- TASK GOAL
Only one stretch of the data below should be repeated: the lines from the line containing "- native image codec unit coverage" through the line containing "- test:cpp:build passed", inclusive, exactly as they are.

- THE RECORDS
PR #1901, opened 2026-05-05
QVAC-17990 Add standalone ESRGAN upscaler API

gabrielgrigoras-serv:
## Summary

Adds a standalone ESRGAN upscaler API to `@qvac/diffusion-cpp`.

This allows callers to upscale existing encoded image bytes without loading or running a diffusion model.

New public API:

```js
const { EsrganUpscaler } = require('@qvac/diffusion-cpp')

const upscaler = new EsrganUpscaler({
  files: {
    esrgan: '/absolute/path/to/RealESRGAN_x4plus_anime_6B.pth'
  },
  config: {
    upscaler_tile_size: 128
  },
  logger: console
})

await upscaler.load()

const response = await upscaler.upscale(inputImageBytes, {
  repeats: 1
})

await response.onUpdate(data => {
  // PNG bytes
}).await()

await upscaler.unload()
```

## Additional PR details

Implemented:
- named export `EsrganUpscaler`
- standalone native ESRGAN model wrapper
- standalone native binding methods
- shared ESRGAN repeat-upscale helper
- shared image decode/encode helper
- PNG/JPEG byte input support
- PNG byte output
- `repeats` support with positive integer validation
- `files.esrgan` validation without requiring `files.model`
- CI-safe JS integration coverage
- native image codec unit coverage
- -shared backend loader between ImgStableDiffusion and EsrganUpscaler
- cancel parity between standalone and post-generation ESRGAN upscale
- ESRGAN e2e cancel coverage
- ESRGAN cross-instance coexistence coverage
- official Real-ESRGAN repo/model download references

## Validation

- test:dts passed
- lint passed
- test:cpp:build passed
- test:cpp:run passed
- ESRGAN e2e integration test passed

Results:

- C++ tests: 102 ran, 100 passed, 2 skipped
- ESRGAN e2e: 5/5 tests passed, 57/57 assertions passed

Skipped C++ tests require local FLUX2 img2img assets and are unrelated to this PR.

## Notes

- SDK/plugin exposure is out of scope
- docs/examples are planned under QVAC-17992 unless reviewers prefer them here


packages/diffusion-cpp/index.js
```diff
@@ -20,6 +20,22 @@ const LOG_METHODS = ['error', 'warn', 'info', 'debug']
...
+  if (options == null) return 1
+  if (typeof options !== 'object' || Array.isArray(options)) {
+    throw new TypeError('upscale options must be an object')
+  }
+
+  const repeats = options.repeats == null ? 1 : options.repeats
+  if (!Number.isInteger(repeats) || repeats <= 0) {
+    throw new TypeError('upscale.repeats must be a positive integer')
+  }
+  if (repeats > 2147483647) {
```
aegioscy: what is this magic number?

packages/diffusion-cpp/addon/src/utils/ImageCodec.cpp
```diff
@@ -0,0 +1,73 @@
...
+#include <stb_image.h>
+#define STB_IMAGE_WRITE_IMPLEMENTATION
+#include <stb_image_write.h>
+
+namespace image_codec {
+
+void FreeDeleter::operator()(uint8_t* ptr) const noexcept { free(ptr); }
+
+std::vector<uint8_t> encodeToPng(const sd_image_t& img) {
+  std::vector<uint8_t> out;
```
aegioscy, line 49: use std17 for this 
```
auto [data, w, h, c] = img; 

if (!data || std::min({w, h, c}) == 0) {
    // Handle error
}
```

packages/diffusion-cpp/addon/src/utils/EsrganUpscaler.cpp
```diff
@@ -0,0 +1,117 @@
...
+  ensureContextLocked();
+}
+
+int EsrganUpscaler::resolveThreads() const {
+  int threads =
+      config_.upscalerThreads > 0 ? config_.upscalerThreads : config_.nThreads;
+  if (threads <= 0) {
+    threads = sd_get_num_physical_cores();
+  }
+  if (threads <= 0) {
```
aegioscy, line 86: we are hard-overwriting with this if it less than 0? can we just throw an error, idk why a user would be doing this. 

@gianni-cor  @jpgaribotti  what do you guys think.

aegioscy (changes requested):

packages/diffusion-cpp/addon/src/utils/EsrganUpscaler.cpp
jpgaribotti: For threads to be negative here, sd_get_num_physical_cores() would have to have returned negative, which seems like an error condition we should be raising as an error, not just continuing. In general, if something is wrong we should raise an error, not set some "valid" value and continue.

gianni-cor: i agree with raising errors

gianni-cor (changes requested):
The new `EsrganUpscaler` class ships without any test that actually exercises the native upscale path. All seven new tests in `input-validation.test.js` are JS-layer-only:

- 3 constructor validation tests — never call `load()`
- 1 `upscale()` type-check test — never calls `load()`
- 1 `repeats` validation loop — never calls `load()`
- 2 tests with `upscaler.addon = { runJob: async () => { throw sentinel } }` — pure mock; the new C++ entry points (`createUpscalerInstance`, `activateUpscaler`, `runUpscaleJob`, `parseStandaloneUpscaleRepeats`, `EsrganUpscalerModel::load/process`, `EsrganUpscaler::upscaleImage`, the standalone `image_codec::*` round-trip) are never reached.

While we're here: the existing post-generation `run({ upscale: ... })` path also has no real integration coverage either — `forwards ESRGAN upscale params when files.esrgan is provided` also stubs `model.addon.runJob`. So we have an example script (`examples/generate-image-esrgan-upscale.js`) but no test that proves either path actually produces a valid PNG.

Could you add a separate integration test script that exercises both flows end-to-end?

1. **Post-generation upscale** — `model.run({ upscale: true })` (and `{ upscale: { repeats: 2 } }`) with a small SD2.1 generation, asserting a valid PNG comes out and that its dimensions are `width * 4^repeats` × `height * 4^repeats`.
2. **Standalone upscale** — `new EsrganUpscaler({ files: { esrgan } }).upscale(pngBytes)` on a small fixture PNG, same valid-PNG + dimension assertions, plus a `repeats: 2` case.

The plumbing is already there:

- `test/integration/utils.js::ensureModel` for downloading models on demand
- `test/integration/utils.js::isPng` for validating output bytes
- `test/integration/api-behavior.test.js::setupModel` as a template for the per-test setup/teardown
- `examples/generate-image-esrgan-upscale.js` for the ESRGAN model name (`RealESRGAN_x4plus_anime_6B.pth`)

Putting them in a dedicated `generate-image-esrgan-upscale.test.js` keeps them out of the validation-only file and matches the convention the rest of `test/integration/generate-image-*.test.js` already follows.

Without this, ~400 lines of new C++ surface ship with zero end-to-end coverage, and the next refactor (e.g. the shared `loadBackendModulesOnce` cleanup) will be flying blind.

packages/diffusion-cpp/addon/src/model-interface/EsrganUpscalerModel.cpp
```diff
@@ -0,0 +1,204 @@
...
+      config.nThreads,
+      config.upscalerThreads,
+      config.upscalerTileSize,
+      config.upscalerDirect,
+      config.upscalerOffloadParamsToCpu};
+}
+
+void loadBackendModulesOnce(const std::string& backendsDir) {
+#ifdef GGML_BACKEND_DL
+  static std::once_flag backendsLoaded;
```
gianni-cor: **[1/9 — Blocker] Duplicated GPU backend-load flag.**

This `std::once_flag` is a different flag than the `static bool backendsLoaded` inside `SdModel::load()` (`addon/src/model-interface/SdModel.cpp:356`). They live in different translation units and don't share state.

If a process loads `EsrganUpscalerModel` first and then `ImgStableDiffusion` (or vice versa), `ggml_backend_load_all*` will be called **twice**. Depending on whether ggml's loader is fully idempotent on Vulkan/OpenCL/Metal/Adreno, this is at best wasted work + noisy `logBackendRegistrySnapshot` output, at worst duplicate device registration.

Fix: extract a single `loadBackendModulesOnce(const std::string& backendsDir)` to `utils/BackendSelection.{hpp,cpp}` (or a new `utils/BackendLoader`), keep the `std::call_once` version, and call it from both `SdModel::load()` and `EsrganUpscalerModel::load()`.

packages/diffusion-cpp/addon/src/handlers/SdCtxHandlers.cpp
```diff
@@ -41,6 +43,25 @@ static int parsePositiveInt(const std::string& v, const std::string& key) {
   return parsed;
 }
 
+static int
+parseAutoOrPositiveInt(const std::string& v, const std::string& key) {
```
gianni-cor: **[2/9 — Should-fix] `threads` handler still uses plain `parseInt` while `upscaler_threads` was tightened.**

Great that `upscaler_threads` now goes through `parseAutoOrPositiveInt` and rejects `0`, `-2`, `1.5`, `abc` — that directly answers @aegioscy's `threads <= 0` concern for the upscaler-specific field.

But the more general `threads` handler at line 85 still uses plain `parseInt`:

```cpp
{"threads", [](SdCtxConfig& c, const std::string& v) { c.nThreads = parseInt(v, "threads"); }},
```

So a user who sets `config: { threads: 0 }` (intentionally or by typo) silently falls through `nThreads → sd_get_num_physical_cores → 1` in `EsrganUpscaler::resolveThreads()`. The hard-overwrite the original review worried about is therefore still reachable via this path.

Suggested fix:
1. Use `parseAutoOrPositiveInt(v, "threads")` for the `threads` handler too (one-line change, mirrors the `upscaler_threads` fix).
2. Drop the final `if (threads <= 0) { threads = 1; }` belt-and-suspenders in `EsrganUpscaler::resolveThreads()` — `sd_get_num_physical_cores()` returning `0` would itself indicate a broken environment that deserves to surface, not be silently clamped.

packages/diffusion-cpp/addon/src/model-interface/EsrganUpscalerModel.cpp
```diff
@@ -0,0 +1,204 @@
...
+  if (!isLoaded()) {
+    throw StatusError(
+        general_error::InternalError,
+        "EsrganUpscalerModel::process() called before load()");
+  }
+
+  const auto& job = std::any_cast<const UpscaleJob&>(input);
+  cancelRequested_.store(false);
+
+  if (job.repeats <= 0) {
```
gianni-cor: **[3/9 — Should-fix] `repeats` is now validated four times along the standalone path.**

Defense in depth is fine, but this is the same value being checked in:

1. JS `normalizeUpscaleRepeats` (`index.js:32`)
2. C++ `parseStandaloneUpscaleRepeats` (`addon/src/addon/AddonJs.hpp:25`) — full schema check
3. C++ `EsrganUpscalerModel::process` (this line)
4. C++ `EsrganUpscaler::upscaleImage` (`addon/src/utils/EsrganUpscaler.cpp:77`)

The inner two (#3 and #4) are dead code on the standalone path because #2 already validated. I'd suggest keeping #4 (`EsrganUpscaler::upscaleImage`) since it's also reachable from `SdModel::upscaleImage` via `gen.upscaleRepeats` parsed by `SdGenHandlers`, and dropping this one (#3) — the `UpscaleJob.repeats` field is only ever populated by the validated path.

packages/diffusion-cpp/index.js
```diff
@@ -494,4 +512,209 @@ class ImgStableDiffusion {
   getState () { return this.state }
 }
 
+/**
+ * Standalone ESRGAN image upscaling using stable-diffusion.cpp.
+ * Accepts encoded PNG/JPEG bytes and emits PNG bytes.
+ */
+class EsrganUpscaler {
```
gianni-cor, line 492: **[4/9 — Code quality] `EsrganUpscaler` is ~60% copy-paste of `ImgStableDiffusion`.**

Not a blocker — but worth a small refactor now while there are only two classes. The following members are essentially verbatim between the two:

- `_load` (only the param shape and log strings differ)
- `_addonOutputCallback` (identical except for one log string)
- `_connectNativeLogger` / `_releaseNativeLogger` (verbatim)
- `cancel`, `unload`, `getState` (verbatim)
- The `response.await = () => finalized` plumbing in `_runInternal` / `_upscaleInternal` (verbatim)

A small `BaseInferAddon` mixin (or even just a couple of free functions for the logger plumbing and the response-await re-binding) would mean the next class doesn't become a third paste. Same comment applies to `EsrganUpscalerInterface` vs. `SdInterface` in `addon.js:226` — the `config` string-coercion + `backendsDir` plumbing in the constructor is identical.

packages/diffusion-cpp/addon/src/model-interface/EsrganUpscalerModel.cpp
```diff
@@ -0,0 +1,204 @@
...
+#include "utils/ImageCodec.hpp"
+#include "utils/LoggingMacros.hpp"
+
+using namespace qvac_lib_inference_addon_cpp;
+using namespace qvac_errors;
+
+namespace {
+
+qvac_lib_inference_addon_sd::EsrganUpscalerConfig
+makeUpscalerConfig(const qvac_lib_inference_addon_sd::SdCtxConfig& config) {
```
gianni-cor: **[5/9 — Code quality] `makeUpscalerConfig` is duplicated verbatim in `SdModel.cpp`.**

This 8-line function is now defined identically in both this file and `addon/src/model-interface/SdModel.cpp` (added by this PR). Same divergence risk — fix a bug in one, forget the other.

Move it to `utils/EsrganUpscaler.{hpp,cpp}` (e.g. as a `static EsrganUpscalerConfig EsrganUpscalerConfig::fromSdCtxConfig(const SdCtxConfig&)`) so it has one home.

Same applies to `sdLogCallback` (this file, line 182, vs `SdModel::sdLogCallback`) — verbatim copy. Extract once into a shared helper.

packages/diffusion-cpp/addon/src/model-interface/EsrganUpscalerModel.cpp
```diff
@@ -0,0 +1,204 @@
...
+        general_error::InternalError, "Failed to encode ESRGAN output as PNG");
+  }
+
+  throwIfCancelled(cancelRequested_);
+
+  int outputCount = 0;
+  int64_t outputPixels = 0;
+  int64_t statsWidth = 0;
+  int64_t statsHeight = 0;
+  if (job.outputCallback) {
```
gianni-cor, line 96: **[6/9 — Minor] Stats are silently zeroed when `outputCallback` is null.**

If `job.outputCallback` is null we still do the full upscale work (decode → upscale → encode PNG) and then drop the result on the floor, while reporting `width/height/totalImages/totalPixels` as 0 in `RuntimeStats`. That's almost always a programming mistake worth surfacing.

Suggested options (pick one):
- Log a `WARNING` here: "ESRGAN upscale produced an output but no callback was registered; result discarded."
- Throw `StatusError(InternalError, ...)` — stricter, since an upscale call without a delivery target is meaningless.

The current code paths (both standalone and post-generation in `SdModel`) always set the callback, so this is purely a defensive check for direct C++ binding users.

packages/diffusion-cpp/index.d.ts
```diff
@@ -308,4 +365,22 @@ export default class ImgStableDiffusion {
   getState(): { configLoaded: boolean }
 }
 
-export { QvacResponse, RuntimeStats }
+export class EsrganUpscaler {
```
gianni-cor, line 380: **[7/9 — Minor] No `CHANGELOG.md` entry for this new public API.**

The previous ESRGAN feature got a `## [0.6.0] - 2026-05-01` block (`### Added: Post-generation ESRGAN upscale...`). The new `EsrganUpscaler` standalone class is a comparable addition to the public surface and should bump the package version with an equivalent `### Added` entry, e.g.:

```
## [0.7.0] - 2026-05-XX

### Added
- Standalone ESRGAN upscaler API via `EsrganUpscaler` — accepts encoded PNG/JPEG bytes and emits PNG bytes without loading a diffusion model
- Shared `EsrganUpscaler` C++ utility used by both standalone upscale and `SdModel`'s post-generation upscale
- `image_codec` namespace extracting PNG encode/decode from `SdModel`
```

--

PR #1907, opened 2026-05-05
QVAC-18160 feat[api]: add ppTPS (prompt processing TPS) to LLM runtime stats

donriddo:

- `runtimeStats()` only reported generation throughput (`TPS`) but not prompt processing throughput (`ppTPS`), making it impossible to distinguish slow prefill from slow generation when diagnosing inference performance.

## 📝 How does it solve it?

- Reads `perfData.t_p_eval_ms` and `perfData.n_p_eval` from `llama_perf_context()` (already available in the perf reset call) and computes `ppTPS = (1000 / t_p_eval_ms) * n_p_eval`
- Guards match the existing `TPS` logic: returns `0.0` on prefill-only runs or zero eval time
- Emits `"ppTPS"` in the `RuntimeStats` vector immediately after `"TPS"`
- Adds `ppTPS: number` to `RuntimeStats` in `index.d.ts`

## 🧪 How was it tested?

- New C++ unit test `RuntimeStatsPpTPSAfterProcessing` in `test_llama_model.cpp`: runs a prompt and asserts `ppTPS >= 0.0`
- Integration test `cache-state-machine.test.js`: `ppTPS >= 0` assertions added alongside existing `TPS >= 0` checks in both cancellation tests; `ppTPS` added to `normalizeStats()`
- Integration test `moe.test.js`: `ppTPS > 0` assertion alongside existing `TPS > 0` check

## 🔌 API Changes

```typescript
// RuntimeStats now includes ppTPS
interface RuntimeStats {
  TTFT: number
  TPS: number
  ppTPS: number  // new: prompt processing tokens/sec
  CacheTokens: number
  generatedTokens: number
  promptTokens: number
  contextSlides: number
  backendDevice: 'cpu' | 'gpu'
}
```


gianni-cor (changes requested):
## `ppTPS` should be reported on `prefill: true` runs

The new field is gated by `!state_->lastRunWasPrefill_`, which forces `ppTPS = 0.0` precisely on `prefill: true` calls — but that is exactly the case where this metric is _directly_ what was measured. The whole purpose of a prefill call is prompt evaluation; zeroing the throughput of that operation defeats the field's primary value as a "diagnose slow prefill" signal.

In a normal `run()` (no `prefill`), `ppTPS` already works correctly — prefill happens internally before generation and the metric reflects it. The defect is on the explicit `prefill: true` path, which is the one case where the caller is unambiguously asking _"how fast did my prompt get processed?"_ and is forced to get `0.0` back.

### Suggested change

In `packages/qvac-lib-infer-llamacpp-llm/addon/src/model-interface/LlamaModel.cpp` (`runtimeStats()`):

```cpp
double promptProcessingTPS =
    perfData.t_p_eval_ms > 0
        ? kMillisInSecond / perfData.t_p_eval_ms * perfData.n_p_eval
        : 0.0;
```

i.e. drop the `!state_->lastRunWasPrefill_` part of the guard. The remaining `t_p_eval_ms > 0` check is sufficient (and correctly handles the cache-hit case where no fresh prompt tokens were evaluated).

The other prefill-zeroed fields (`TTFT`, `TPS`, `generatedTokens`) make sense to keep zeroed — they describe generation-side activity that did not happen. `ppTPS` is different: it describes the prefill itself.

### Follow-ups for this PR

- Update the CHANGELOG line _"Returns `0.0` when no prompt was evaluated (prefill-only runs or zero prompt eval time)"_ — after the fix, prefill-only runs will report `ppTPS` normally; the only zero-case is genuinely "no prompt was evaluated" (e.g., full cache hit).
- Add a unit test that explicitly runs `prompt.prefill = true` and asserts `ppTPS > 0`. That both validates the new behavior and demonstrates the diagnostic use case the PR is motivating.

- RESPONSE TO THIS TASK
- native image codec unit coverage
- -shared backend loader between ImgStableDiffusion and EsrganUpscaler
- cancel parity between standalone and post-generation ESRGAN upscale
- ESRGAN e2e cancel coverage
- ESRGAN cross-instance coexistence coverage
- official Real-ESRGAN repo/model download references

## Validation

- test:dts passed
- lint passed
- test:cpp:build passed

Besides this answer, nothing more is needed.